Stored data
PR #4245, opened 2015-03-19
Proposed solution for #4244.

### LINKED ISSUE #4244: PHP 5.5 Illegal string offset warnings
```
Warning: Invalid argument supplied for foreach() in element_children() (line 6487 of /var/www/dev.dosomething.org/html/includes/common.inc).
Warning: Illegal string offset '#children' in drupal_render() (line 5952 of /var/www/dev.dosomething.org/html/includes/common.inc).
Warning: Illegal string offset '#children' in drupal_render() (line 5962 of /var/www/dev.dosomething.org/html/includes/common.inc).
Warning: Illegal string offset '#children' in drupal_render() (line 6000 of /var/www/dev.dosomething.org/html/includes/common.inc).
Warning: Illegal string offset '#printed' in drupal_render() (line 6007 of /var/www/dev.dosomething.org/html/includes/common.inc).
DoSomething.org
```

image

sergiitk:
Fixes #4244.
See http://stackoverflow.com/questions/14123628/drupal-force-regions-to-always-render

### DIFF
--- a/lib/themes/dosomething/paraneue_dosomething/template.php
+++ b/lib/themes/dosomething/paraneue_dosomething/template.php
@@ -104,7 +104,7 @@ function paraneue_dosomething_js_alter(&$js) {
 function paraneue_dosomething_page_alter(&$page) {
   // Ensure we have a 'page_bottom' region
   if (!isset($page['page_bottom'])) {
-    $page['page_bottom'] = array('region' => 'page_bottom');
+    $page['page_bottom'] = array();
   }
 
   paraneue_dosomething_page_alter_login($page);


sergiitk:
@DFurnes, as I understand `page_bottom` region should be responsible for modal dialogs, see `paraneue_dosomething_page_alter_login()` and `paraneue_dosomething_page_alter_register()`. Please ensure this works right.

DFurnes:
Yep, that's correct. Have you tested that modals are still properly added to the page with this change?

sergiitk:
Yes. Errors disappeared and the modals still work.

DFurnes:
Cool, let's ship it then! :shipit:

*TASK ITEM*
Write out every line of the entries that holds the word "function".

*RESULT OF THE TASK*
@@ -104,7 +104,7 @@ function paraneue_dosomething_js_alter(&$js) {
 function paraneue_dosomething_page_alter(&$page) {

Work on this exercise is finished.